In two prospective studies, Ikegami and colleagues analyzed data from 71 Japanese patients with type 2 diabetes recruited between August 2011 and October 2016 from Kindai University Hospital (39 men; mean age, 61 years; mean BMI, 27 kg/m²; mean diabetes duration, 8.4 years; mean FPG, 7.5 mmol/L). All patients were provided standard meals recommended by the Japan Diabetes Society, and treatment with metformin was not initiated until patient FPG reached 11 mmol/L or less, to minimize the confounding effect of an initial improvement in glycemic control due to hospitalization. In the total cohort, 14 patients were treated with metformin monotherapy, whereas 54 patients were prescribed metformin as an add-on therapy to other antidiabetes medications.

For the first study, researchers assessed the effect of increasing metformin doses on glycemic control in 27 patients, administered twice daily after breakfast and dinner for all doses up to 1,500 mg per day. A subset of these patients who did not reach optimal glycemic control (n = 11) were treated with a maximum dose of 2,250 mg per day.

For the second study, researchers examined the effect of dosing frequency on the efficacy and safety of high-dose metformin in 56 patients treated with 1,500 mg daily. In this group, the patients were treated with 500 mg metformin three times per day and then switched to 750 mg twice daily, or the same protocol in reverse order. In both the first and second studies, daily profiles of 9-point blood glucose were monitored before and 2 hours after meals, at bedtime, midnight and 3 a.m.

Researchers observed decreases in blood glucose with increasing doses of metformin. Area under the curve for the 9-point daily blood glucose profiles also decreased with increasing metformin dose, according to researchers, up to the 1,500 mg per day dosage, but tended to decrease with further increases in metformin to 2,250 mg per day. The dose-dependent improvements were observed in both the metformin monotherapy subgroup and among those using metformin as an add-on therapy with and without insulin.

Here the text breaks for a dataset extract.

PR #2410, opened 2024-12-02
[L0] Fix cached and evicted timestamp recordings

steffenlarsen:
This commit fixes two issues with the level zero implementation of timestamp recording events:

In assessing dosing frequency, researchers observed a slightly higher blood glucose level before dinner in the twice-daily metformin group vs. the three times daily group (6.9 mmol/L vs. 6.3 mmol/L; P = .02).

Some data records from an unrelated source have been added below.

PR #2414, opened 2024-12-04
[DeviceSanitizer] Workaround for CFI errors

yingcong-wu:
`fun:*__aligned_buffer*` is for a common `make_shared` false positive.

`src:*llvm/include/llvm/Support/raw_ostream.h` is for sanitizer symbolizer, we think it is because we don't meet the requirement of enabling https://clang.llvm.org/docs/ControlFlowIntegrity.html#non-virtual-member-function-call-checking , and we will disable it for good.


AllanZyne (approved):

zhaomaosu (approved):
lgtm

The most common adverse events reported were gastrointestinal symptoms observed in 29.6% of patients in study 1 and 30.3% of patients in study 2. No serious adverse events occurred during the studies.

The researchers noted that hospitalization of patients may have influenced initial improvement, and that the sample size for the highest dose of metformin was small, which may account for the lack of difference between the 1,500-mg and 2,250-mg doses.

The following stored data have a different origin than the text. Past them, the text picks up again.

PR #2415, opened 2024-12-04
[DeviceASAN] Fix ASAN with kernel assert

AllanZyne:
LLVM: https://github.com/intel/llvm/pull/16256

Even when the kernel is not instrumented, we still need to execute the same routine just like instrumented kernel.
That's because some of arguments have been intercepted by the sanitizer layer and are no longer compatible with the native level zero's value. For example, membuffer.


zhaomaosu (approved):
lgtm

AllanZyne:
Hi @oneapi-src/unified-runtime-maintain, please review and add this to 2025.1.
Thanks!

source/loader/layers/sanitizer/asan/asan_ddi.cpp
```diff
@@ -1443,8 +1422,8 @@ __urdlllocal ur_result_t UR_APICALL urKernelSetArgValue(
     std::shared_ptr<KernelInfo> KernelInfo;
     if (argSize == sizeof(ur_mem_handle_t) &&
         (MemBuffer = getAsanInterceptor()->getMemBuffer(
-             *ur_cast<const ur_mem_handle_t *>(pArgValue))) &&
-        (KernelInfo = getAsanInterceptor()->getKernelInfo(hKernel))) {
+             *ur_cast<const ur_mem_handle_t *>(pArgValue)))) {
+        auto KernelInfo = getAsanInterceptor()->getKernelInfo(hKernel);
```
pbalcer, line 1426: this is aliasing an already existing variable that appears to be otherwise unused:
`std::shared_ptr<KernelInfo> KernelInfo;` << I think you should be able to just remove this.

source/loader/layers/sanitizer/asan/asan_ddi.cpp
```diff
@@ -1474,8 +1453,8 @@ __urdlllocal ur_result_t UR_APICALL urKernelSetArgMemObj(
 
     std::shared_ptr<MemBuffer> MemBuffer;
     std::shared_ptr<KernelInfo> KernelInfo;
-    if ((MemBuffer = getAsanInterceptor()->getMemBuffer(hArgValue)) &&
-        (KernelInfo = getAsanInterceptor()->getKernelInfo(hKernel))) {
+    if ((MemBuffer = getAsanInterceptor()->getMemBuffer(hArgValue))) {
+        auto KernelInfo = getAsanInterceptor()->getKernelInfo(hKernel);
```
pbalcer, line 1457: same.

source/loader/layers/sanitizer/asan/asan_ddi.cpp
```diff
@@ -1542,8 +1522,8 @@ __urdlllocal ur_result_t UR_APICALL urKernelSetArgPointer(
         pArgValue);
 
     std::shared_ptr<KernelInfo> KI;
-    if (getAsanInterceptor()->getOptions().DetectKernelArguments &&
-        (KI = getAsanInterceptor()->getKernelInfo(hKernel))) {
+    if (getAsanInterceptor()->getOptions().DetectKernelArguments) {
+        auto KI = getAsanInterceptor()->getKernelInfo(hKernel);
```
pbalcer, line 1526: same issue.

pbalcer (commented):
just a few nits, but I do have a general comment - this looks like a pretty big change in logic, with the not instrumented kernels now executing more code that was previously short-circuited with `if (not instrumented) return KernelLaunch(...)`. Which might be fine, but there's no explanation in the commit description.

Do you have SYCL tests that exercise this path with non-instrumented kernels?

AllanZyne:
> just a few nits, but I do have a general comment - this looks like a pretty big change in logic, with the not instrumented kernels now executing more code that was previously short-circuited with `if (not instrumented) return KernelLaunch(...)`. Which might be fine, but there's no explanation in the commit description.

Ok, I will add explanation.

> Do you have SYCL tests that exercise this path with non-instrumented kernels?

Thanks for reminder, I enhanced the kernel-filter test.

AllanZyne:
Hi @pbalcer, the commit description is updated.

pbalcer (approved):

“Further studies with larger numbers of participants are needed to clarify this point,” the researchers wrote. – by Regina Schaffer

Disclosure: One study author reports he has received clinical research grants from Astellas, AstraZeneca, Boehringer Ingelheim, Daiichi-Sankyo, Johnson & Johnson, Kowa, Kyowa Hakko-Kirin, Novo Nordisk, Ono, Otsuka, Sanofi, Sanwa Kagaku Kenkyusho, Sumitomo Dainippon Pharma, Takeda and Tanabe Mitsubishi; and has received lecture honoraria from Kowa, Novo Nordisk and Sumitomo Dainippon Pharma.